# Downloading the dataset

## The dataset

https://www.wga.hu/ provides approximately 45,000 photos or scans of (mostly Western) works of art. 

## Disclaimer

The dataset is available via a web interface. The website itself makes no claim as to their general policy on the automated download of these images for machine learning purposes, so indvidual permission should be obtained before running this script. 

## Imports

Please refer to the [README.md](README.md) for proper installation of the dependencies listed here.

In [None]:
# We use gevent to significntly speed up the download by running it in parallel
import gevent
from gevent import monkey
monkey.patch_all()

from tqdm import tqdm_notebook
import requests
from io import BytesIO
from zipfile import ZipFile
import os
import csv
import math
from shutil import copyfile
import random
import PIL
from IPython.display import clear_output, Image, display
import glob

## Settings

- `source`: This should not be changed unless the file has been moved on the server.are `InceptionV3` and `VGG16`.
- `dir`: Name of the directory to download to.
- `cc`: Number of images to download concurrently. 
- `search_dicts`: The search terms for creating the subset. All search terms from the web interface in all combinations are possible. One dictionary = one class.
- `name`: Name of the subset to be created.

In [2]:
source = 'https://www.wga.hu/database/download/data_txt.zip'
dir = 'wga'
cc = 250
search_dicts = [{'FORM': 'painting', 'TYPE': 'portrait'},
                {'FORM': 'painting', 'TYPE': 'landscape'},
                {'FORM': 'painting', 'TYPE': 'still-life'}]
name = 'portrait-landscape-stilllife'

## Helper functions

In [3]:
# Save remote image file to disk
def save(url):
    data = requests.get(url[0]).content
    file = dir + '/' + url[1]
    with open(file, 'wb') as f:
        f.write(data)

# Yield a list as chunks of size n
def chunks(l, n):
    for i in range(0, len(l), n):
        yield l[i:i + n]

def show_image(img, fmt='jpeg'):
    f = BytesIO()
    PIL.Image.fromarray(img).save(f, fmt)
    display(Image(data=f.getvalue()))
    
def equalize_classes(classes):
    min_val = min([len(v) for v in classes.values()])
    for k,v in classes.items():
        classes[k] = classes[k][:min_val]    
    
def split_classes(subdir, classes, split_percent):
    traindir = subdir + '/train'
    if not os.path.exists(traindir): os.makedirs(traindir)
    valdir = subdir + '/val'
    if not os.path.exists(valdir): os.makedirs(valdir)
    
    for classname, classfiles in classes.items():
        
        classname = str(classname)
        
        if not os.path.exists(traindir + '/' + classname): os.makedirs(traindir + '/' + classname)
        if not os.path.exists(valdir + '/' + classname): os.makedirs(valdir + '/' + classname)
        
        split = len(classfiles)-math.floor(len(classfiles)*split_percent)
        trainfiles = classfiles[:split]
        valfiles = classfiles[split:]
        
        for n, file in enumerate(trainfiles): copyfile(file, traindir + '/' + classname + '/%s.jpg' % n)
        for n, file in enumerate(valfiles): copyfile(file, valdir + '/' + classname + '/%s.jpg' % n)
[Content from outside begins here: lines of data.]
PR #301, opened 2019-10-31
Add CircuitManagementPayload verification

shannynalayna:
Adds a method in the admin service to verify the CircuitManagementPayload fields, including the payload and header. Also adds signature verification in the `propose_change` method, where this was previously unchecked.

### DIFF
--- a/libsplinter/src/admin/shared.rs
+++ b/libsplinter/src/admin/shared.rs
@@ -1396,7 +1396,10 @@ mod tests {
         AuthorizationMessage, AuthorizationMessageType, AuthorizedMessage,
     };
     use crate::protos::network::{NetworkMessage, NetworkMessageType};
-    use crate::signing::hash::HashVerifier;
+    use crate::signing::{
+        hash::{HashSigner, HashVerifier},
+        Signer,
+    };
     use crate::storage::get_storage;
     use crate::transport::{
         ConnectError, Connection, DisconnectError, RecvError, SendError, Transport,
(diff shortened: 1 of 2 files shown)


libsplinter/src/admin/shared.rs
```diff
@@ -2066,7 +2069,220 @@ mod tests {
         if let Ok(_) =
             admin_shared.validate_circuit_vote(&vote, b"test_signer_a", &proposal, "node_a")
         {
-            panic!("Should have been invalid becasue the circuit hash does not match");
+            panic!("Should have been invalid because the circuit hash does not match");
+        }
+    }
+
+    #[test]
+    // test that the CircuitManagementPayload returns an error in case the signature is empty.
```
agunde406: technically the CircuitManagementPayload does not return this error

libsplinter/src/admin/shared.rs
```diff
@@ -514,24 +518,29 @@ impl AdminServiceShared {
...
-            Err(ServiceError::UnableToHandleMessage(_)) => (),
-            Err(err) => return Err(err),
-        };
-
         let header =
             protobuf::parse_from_bytes::<CircuitManagementPayload_Header>(payload.get_header())?;
+        self.validate_circuit_management_payload(&payload, &header)
+            .map_err(|err| ServiceError::UnableToHandleMessage(Box::new(err)))?;
+
+        self.verify_signature(&payload)?;
```
agunde406: Either split this out into its own commit or add a message to the commit.

shannynalayna: Split handling the unknown / unset actions into a separate commit and added a description of the signature verification to that existing commit.

PR #304, opened 2019-11-01
Gameroom resubscribes to existing gamerooms on startup

RyanLassigBanks:


examples/gameroom/daemon/src/authorization_handler/mod.rs
```diff
@@ -271,6 +271,14 @@ fn process_admin_event(
             })
         }
         AdminServiceEvent::CircuitReady(msg_proposal) => {
+            let conn = &*pool.get()?;
```
agunde406: In commit message should "replying" be "replaying"?

examples/gameroom/database/src/helpers/gameroom.rs
```diff
@@ -116,6 +116,22 @@ pub fn gameroom_service_is_active(conn: &PgConnection, circuit_id: &str) -> Quer
         .or_else(|err| if err == NotFound { Ok(false) } else { Err(err) })
 }
 
+pub fn fetch_active_gamerooms(
```
agunde406: This should be renamed to make it clear it is fetching gameroom proposals, not gamerooms

agunde406: and services.

examples/gameroom/database/src/helpers/gameroom.rs
```diff
@@ -104,6 +104,18 @@ pub fn update_gameroom_proposal_status(
         .map(|_| ())
 }
 
+pub fn gameroom_service_is_active(conn: &PgConnection, circuit_id: &str) -> QueryResult<bool> {
+    gameroom_service::table
```
peterschwarz: You could make this slightly more efficient by not querying the whole record

examples/gameroom/database/src/helpers/gameroom.rs
peterschwarz: This change could also be pulled into a separate commit, like the other query function in this PR

examples/gameroom/database/Cargo.toml
```diff
@@ -22,3 +22,4 @@ license = "Apache-2.0"
 [dependencies]
 diesel = { version = "1.0.0", features = ["postgres", "r2d2", "serde_json"] }
 serde_json = "1.0"
+log = "0.4"
```
peterschwarz: I don't see this being used in these changes.

examples/gameroom/daemon/src/authorization_handler/mod.rs
```diff
@@ -406,6 +413,48 @@ fn process_admin_event(
     }
 }
 
+fn resubscribe(
```
ltseeley: It seems like all of this is duplicated in the `CircuitReady` branch above. Can you rename this method to `subscribe` and call it from the new location as well as in the `CircuitReady` branch?

RyanLassigBanks: They're close, The WebSocket in `CircuitReady` has an `on_open` callback that creates the xo contract initially. `resubscribe` doesn't have this because it's assumed that the contract already exists when the application authorization handler attempts to resubscribe.

ltseeley: Since you're just returning the `WebSocketClient` here anyway, why not call this function from the `CircuitReady` handler, then just add the `on_open` callback to the returned client?

peterschwarz: They are also very different argument sources in these two cases, so it sill makes sense that they are separate activities.  Let's leave them as-is.

examples/gameroom/database/src/models.rs
```diff
@@ -194,3 +194,12 @@ pub struct NewXoGame {
     pub created_time: SystemTime,
     pub updated_time: SystemTime,
 }
+
+#[derive(Queryable, PartialEq, Debug)]
+pub struct ActiveGameRoom {
```
agunde406: ActiveGameRoom -> ActiveGameroom

PR #424, opened 2020-01-14
Fix scabbard initial events

peterschwarz:
This PR fixes a couple of issues with scabbard events:

- Reject requests with an empty `last_seen_event` query parameter
- Properly handle empty transaction receipt stores.

### DIFF
--- a/libsplinter/src/service/scabbard/rest_api.rs
+++ b/libsplinter/src/service/scabbard/rest_api.rs
@@ -64,10 +64,18 @@ pub fn make_subscribe_endpoint() -> ServiceEndpoint {
 
             let last_seen_event_id = query.remove("last_seen_event");
 
-            if let Some(ref id) = last_seen_event_id {
-                debug!("Getting all state-delta events since {}", id);
-            } else {
-                debug!("Getting all state-delta events");
+            match last_seen_event_id {
+                Some(ref id) if id.trim().is_empty() => {
+                    return Box::new(
+                        HttpResponse::BadRequest()
+                            .json(json!({
+                                "message": "last_seen_event must not be empty",
+                            }))
+                            .into_future(),
+                    );
+                }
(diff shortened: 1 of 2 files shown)


libsplinter/src/service/scabbard/state.rs
```diff
@@ -408,49 +414,57 @@ impl Events {
...
+        }
     }
 }
 
 impl Iterator for Events {
     type Item = StateChangeEvent;
 
     fn next(&mut self) -> Option<Self::Item> {
-        if self.cache.is_empty() {
+        if self.cache.is_empty() && self.query != EventQuery::Exhausted {
```
ltseeley: Can you add a unit test to verify this change?

libsplinter/src/service/scabbard/rest_api.rs
```diff
@@ -64,10 +64,12 @@ pub fn make_subscribe_endpoint() -> ServiceEndpoint {
 
             let last_seen_event_id = query.remove("last_seen_event");
 
-            if let Some(ref id) = last_seen_event_id {
-                debug!("Getting all state-delta events since {}", id);
-            } else {
-                debug!("Getting all state-delta events");
+            match last_seen_event_id {
+                Some(ref id) if id.trim().is_empty() => {
```
ltseeley: Assuming that the empty string will never be a valid event ID, it's probably fine to just treat it as if the parameter wasn't provided. I think this might be the desired behavior, especially since the response doesn't include any information about why the request was bad, and it would not be immediately obvious to the user.

peterschwarz: Updated to return a message

libsplinter/src/service/scabbard/state.rs
peterschwarz: Added.

PR #434, opened 2020-01-17
Log debug msg when splinterd config file not found

ltseeley:
Update the splinterd config file loading procedure to simply log `debug`
message if the config file is missing, since this is not considered an
error.

### DIFF
--- a/splinterd/src/main.rs
+++ b/splinterd/src/main.rs
@@ -68,30 +68,43 @@ const HEARTBEAT_DEFAULT: u64 = 30;
 
 #[cfg(not(feature = "config-toml"))]
 fn load_toml_config(config_file_path: &str) -> Config {
-    File::open(config_file_path)
-        .map_err(ConfigError::from)
-        .and_then(Config::from_file)
-        .unwrap_or_else(|err| {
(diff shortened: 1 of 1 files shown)


splinterd/src/main.rs
```diff
@@ -68,30 +68,43 @@ const HEARTBEAT_DEFAULT: u64 = 30;
...
-        .map_err(ConfigError::from)
-        .and_then(Config::from_file)
-        .unwrap_or_else(|err| {
-            warn!("Unable to load {}: {}", config_file_path, err);
-            Config::default()
-        })
+    match File::open(config_file_path) {
+        Ok(f) => Config::from_file(f),
+        Err(err) if err.kind() == io::ErrorKind::NotFound => {
+            debug!("Configuration file not found: {}", config_file_path);
```
peterschwarz: Should this still be warn?  I thought the concern about this message was the error message rather then the log level.

ltseeley: @vaporos suggested that it be `debug` unless the config file was explicitly provided as a command-line arg (which we could do by moving the `unwrap_or` of the argument match into these methods).

PR #436, opened 2020-01-19
update gameroom cli commands with new binary name

desktophero:
Signed-off-by: Jason <j_walker@cargill.com>

# `changes`

- Gameroom example docker-compose YAML doesn't start with the new `splinter-cli` name change in `0.3.8`

### DIFF
--- a/examples/gameroom/docker-compose.yaml
+++ b/examples/gameroom/docker-compose.yaml
@@ -37,7 +37,7 @@ services:
           bash -c "
             if [ ! -f /key_registry/keys.yaml ]
             then
-              splinter admin keyregistry \
+              splinter-cli admin keyregistry \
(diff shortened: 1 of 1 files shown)


desktophero:
The cli binary is still being built as `splinter-cli` which causes the gameroom example to not work.

https://github.com/Cargill/splinter/blob/master/cli/Cargo.toml#L52

agunde406:
This is the line the says what the binary is named https://github.com/Cargill/splinter/blob/master/cli/Cargo.toml#L64 Is it possible that your gameroom is being built with an old image?

desktophero:
I'll purge my local images and try again

desktophero:
Purged local Docker cache and wasn't able to reproduce. Closing. 

Thanks!

PR #437, opened 2020-01-20
Removes panics from Splinter daemon start up caused by user

agunde406:
Instead an error will be returned, logged and the program will be exited.

Also makes openssl optional as it is only required if generate-certs feature is enabled.

### DIFF
--- a/splinterd/src/daemon.rs
+++ b/splinterd/src/daemon.rs
@@ -11,6 +11,8 @@
 // WITHOUT WARRANTIES OR CONDITIONS OF ANY KIND, either express or implied.
 // See the License for the specific language governing permissions and
 // limitations under the License.
+use std::error::Error;
+use std::fmt;
 use std::sync::atomic::{AtomicBool, Ordering};
 use std::sync::{Arc, RwLock};
 use std::thread;
@@ -132,7 +134,7 @@ impl SplinterDaemon {
         // Load initial state from the configured storage location and create the new
         // SplinterState from the retrieved circuit directory
         let storage = get_storage(&self.storage_location, CircuitDirectory::new)
-            .map_err(|err| StartError::StorageError(format!("Storage Error: {}", err)))?;
+            .map_err(StartError::StorageError)?;
 
         let circuit_directory = storage.read().clone();
         let state = Arc::new(RwLock::new(SplinterState::new(
@@ -336,7 +338,7 @@ impl SplinterDaemon {
 
         let key_registry = Box::new(
             StorageKeyRegistry::new(self.key_registry_location.clone())
-                .map_err(|err| StartError::StorageError(format!("Storage Error: {}", err)))?,
+                .map_err(|err| StartError::StorageError(format!("{}", err)))?,
         );
 
         let admin_service = AdminService::new(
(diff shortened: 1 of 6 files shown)


splinterd/src/daemon.rs
```diff
@@ -940,25 +971,25 @@ impl From<ConnectError> for StartError {
 
 impl From<ConnectionError> for StartError {
     fn from(connection_error: ConnectionError) -> Self {
-        StartError::NetworkError(format!("Network Error: {:?}", connection_error))
+        StartError::NetworkError(format!("{:?}", connection_error))
```
ltseeley: Not sure if it makes any difference, but this can be accomplished with `err.to_string()` as well.

splinterd/src/daemon.rs
```diff
@@ -914,9 +916,38 @@ pub enum StartError {
...
+        match self {
+            StartError::TransportError(msg) => write!(f, "transport returned an error: {}", msg),
+            StartError::NetworkError(msg) => write!(f, "network returned an error: {}", msg),
+            StartError::StorageError(msg) => write!(f, "unable to set up storage: {}", msg),
+            StartError::ProtocolError(msg) => {
+                write!(f, "unable to start due to a protocol error: {}", msg)
+            }
+            StartError::RestApiError(msg) => {
+                write!(f, "unable to start due to a rest api error: {}", msg)
+            }
```
ltseeley: The format of these two variants differs from the others by including "unable to start due to ..."

splinterd/src/main.rs
```diff
@@ -617,6 +619,42 @@ pub enum GetTransportError {
...
+            GetTransportError::IoError(err) => Some(err),
+        }
+    }
+}
+
+impl fmt::Display for GetTransportError {
+    fn fmt(&self, f: &mut fmt::Formatter) -> fmt::Result {
+        match self {
+            GetTransportError::CertError(msg) => {
+                write!(f, "ran into an error retrieving certificate: {}", msg)
```
ltseeley: Any reason for using "ran into ..." instead of "unable to retrieve ..."?

splinterd/src/main.rs
```diff
@@ -617,6 +619,42 @@ pub enum GetTransportError {
...
+            }
+            GetTransportError::NotSupportedError(msg) => {
+                write!(f, "recieved transport type that is not supported: {}", msg)
+            }
+            GetTransportError::TlsTransportError(err) => {
+                write!(f, "unable to create TLS transport: {:?}", err)
+            }
+            #[cfg(feature = "generate-certs")]
+            GetTransportError::OpensslError(err) => {
+                write!(f, "unable to generate certificatesc: {}", err)
```
ltseeley: Looks like a typo ("certificatesc"). Also, is cert generation the only reason for an `OpensslError` could occur?

splinterd/src/main.rs
```diff
@@ -223,41 +230,35 @@ fn main() {
...
-        .expect("Must provide a unique node id");
+        .ok_or_else(|| UserError::MissingArgument("node_id".into()))?;
 
     let storage_type = matches
         .value_of("storage")
         .map(String::from)
         .or_else(|| config.storage())
-        .or_else(|| Some(String::from("yaml")))
-        .expect("No Storage Provided");
+        .unwrap_or_else(|| String::from("yaml"));
```
ltseeley: Can we add these defaults to the arg definitions in the clap app instead? That way they're documented in the CLI help as well.

agunde406: Shawn wants to remove all defaults from cli/clap.

splinterd/src/main.rs
agunde406: Its the only place that uses openssl in the splinter daemon code.

splinterd/src/main.rs
agunde406: nope, ill update for consistency

splinterd/src/main.rs
agunde406: They will eventually be moved into a DefaultConfig struct.

splinterd/src/main.rs
```diff
@@ -606,15 +616,126 @@ fn get_transport(
...
+}
+
+impl fmt::Display for GetTransportError {
+    fn fmt(&self, f: &mut fmt::Formatter) -> fmt::Result {
+        match self {
+            GetTransportError::CertError(msg) => {
+                write!(f, "ran into an error retrieving certificate: {}", msg)
+            }
+            GetTransportError::NotSupportedError(msg) => {
+                write!(f, "recieved transport type that is not supported: {}", msg)
```
peterschwarz: recieved -> received

splinterd/src/main.rs
```diff
@@ -606,15 +616,126 @@ fn get_transport(
...
+            }
+            GetTransportError::TlsTransportError(err) => {
+                write!(f, "unable to create TLS transport: {:?}", err)
```
peterschwarz: Do these need to be debug output?

splinterd/src/daemon.rs
agunde406: updated

splinterd/src/daemon.rs
agunde406: fixed

splinterd/src/main.rs
agunde406: fixed

splinterd/src/main.rs
agunde406: It used to, not anymore. Fixed

splinterd/src/main.rs
```diff
@@ -609,6 +609,80 @@ fn get_transport(
...
+            }
+        }
+    }
+}
+
+impl fmt::Display for UserError {
+    fn fmt(&self, f: &mut fmt::Formatter) -> fmt::Result {
+        match self {
+            UserError::TransportError(err) => write!(f, "unable to get transport: {}", err),
+            UserError::MissingArgument(msg) => write!(f, "missing requried argument: {}", msg),
```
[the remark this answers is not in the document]
agunde406: fixed

PR #438, opened 2020-01-20
Initial tests for the Config module.

shannynalayna:
Adds some initial tests for the Config module. This includes tests for the Config, ConfigBuilder and TomlConfig objects.

In order to run all tests (which are all from various features) run each of the following: 
- `cargo test` should result in only the first test being run 
- `cargo test --features config-builder` should run the first 3 tests
- `cargo test --features config-toml` should run the last 4 tests

### DIFF
--- a/splinterd/src/config/builder.rs
+++ b/splinterd/src/config/builder.rs
@@ -69,6 +69,10 @@ impl ConfigBuilder {
         self
     }
 
+    // In testing for the ConfigBuilder module behind the config-builder feature, this method is
+    // not used in order to produce a None option in the resulting ConfigBuilder object. This
+    // method is required to compile and test the ConfigToml module behind the config-toml feature.
+    #[cfg(feature = "config-toml")]
     pub fn with_cert_dir(mut self, cert_dir: String) -> Self {
         self.cert_dir = Some(cert_dir);
         self
@@ -119,6 +123,10 @@ impl ConfigBuilder {
         self
     }
 
+    // In testing for the ConfigBuilder module behind the config-builder feature, this method is
+    // not used in order to produce a None option in the resulting ConfigBuilder object. This
+    // method is required to compile and test the ConfigToml module behind the config-toml feature.
+    #[cfg(feature = "config-toml")]
     pub fn with_bind(mut self, bind: String) -> Self {
         self.bind = Some(bind);
         self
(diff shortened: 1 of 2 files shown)


splinterd/src/config/mod.rs
```diff
@@ -134,3 +134,305 @@ impl Config {
...
+            registry_backend: None,
+            registry_file: None,
+            heartbeat_interval: None,
+        }
+    }
+
+    /// Creates a Config struct based on the values from the TEST_TOML2 file.
+    /// This function is only used in testing the TomlConfig module and therefore only used with
+    /// the `toml-config` feature.
+    #[allow(dead_code)]
```
vaporos: This should be protected with the toml-config feature then, instead of marked dead-code.

splinterd/src/config/mod.rs
```diff
@@ -134,3 +134,305 @@ impl Config {
...
+    static SERVER_KEY: &str = "certs/server.key";
+
+    /// Config values unique to the TEST_TOML1 file.
+    static SERVICE_ENDPOINT: &str = "127.0.0.1:8043";
+    static NETWORK_ENDPOINT: &str = "127.0.0.1:8044";
+    static NODE_ID: &str = "012";
+
+    /// Config values unique to the TEST_TOML2 file.
+    /// These values are only used in testing the TomlConfig module and therefore only used with
+    /// the `toml-config` feature.
```
vaporos: These should be guarded by the toml-config feature then instead of marked dead-code.

splinterd/src/config/builder.rs
```diff
@@ -69,6 +69,9 @@ impl ConfigBuilder {
         self
     }
 
+    /// In testing for the ConfigBuilder module behind the config-builder feature, this method is
+    /// not used in order to produce a None option in the resulting ConfigBuilder object.
+    #[allow(dead_code)]
```
vaporos: Should we guard these with a testing conditional instead of marking them with dead-code?

Also, these comments should probably not be doc strings.

splinterd/src/config/mod.rs

splinterd/src/config/mod.rs
shannynalayna: Addressed

splinterd/src/config/builder.rs
shannynalayna: Addressed.

splinterd/src/config/mod.rs
```diff
@@ -134,3 +134,305 @@ impl Config {
...
+        let built_config = config_builder.build();
+        // Construct an example Config object.
+        let example_config = construct_config_example();
+        // Compare the generated Config object against a manually constructed example Config object.
+        compare_configs(built_config, example_config);
+    }
+
+    #[cfg(feature = "config-toml")]
+    #[test]
+    /// This test verifies that a Config object, consructed from the TomlConfig module, contains
```
vaporos: Typo - consructed

shannynalayna: Addressed

shannynalayna:
Closing in favor of #456.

## Download the complete dataset

This downloads the complete dataset concurrently.

In [None]:
# Create dictionaries to hold database information and image file locations.
header_row = ['AUTHOR', 'BORN-DIED', 'TITLE', 'DATE', 'TECHNIQUE', 'LOCATION', 'URL', 'FORM', 'TYPE', 'SCHOOL', 'TIMEFRAME']
header_dict = {v:k for k,v in enumerate(header_row)}
header_dict_local = header_dict
header_dict_local.update({'JPGURL': 11, 'FILE': 12})

# Create directory to hold image files
if not os.path.exists(dir): os.makedirs(dir)

# Read remote zip file content into memory
response = requests.get(source)
zipfile = ZipFile(BytesIO(response.content))

# There is only one file in the archive
infile = zipfile.namelist()[0]

# Encoding is ISO-8859, with some special characters replaced with '?' in the original file!
iterator = [line.decode('ISO-8859-1') for line in zipfile.open(infile).readlines()]

urls = []

with open('catalog_local_utf8.csv', 'w', newline='') as outfile:
    writer = csv.writer(outfile, delimiter=';', quotechar='"')
    reader = csv.reader(iterator, delimiter=';', quotechar='"')
    
    for row in reader:

        # Skip header
        if row != header_row:
                        
            html_url = row[6]
            jpg_url = html_url.replace('.html', '.jpg').replace('html', 'art') # Hacky regex
            jpg_name = jpg_url.replace('https://www.wga.hu/art/', '').replace('/', '-')[2:] # Hacky regex
            
            row += [jpg_url, jpg_name]            
            urls.append([jpg_url, jpg_name])
            writer.writerow(row)

done = 0
total = math.ceil(len(urls)/cc)
# Tqdm needs total provided for generators
for chunk in tqdm_notebook(chunks(urls, cc), total=total):
    jobs = [gevent.spawn(save, url) for url in chunk]
    gevent.wait(jobs)
    done += len(chunk)

## Create subset of dataset according to selected classes

In [None]:
subdir = dir + '-' + name
if not os.path.exists(subdir): os.makedirs(subdir)
datadir = dir
if not os.path.exists(datadir): os.makedirs(datadir)
    
classes = {} # Files for each class
c = 0 # Class counter

for search_dict in search_dicts:
    
    classes[c] = []
    
    with open('catalog_local_utf8.csv', 'r') as catalog:
        reader = csv.reader(catalog, delimiter=';', quotechar='"')
        for row in reader:
            matches = 0
            for k,v in search_dict.items():
                if row[header_dict_local[k]].lower() == v:
                    matches += 1
            if matches == len(search_dict):       
                file = datadir + '/' + row[header_dict_local['FILE']]
                classes[c] += [file]
        
        random.shuffle(classes[c])
        c+=1
        
equalize_classes(classes)
split_classes(subdir, classes, 0.1)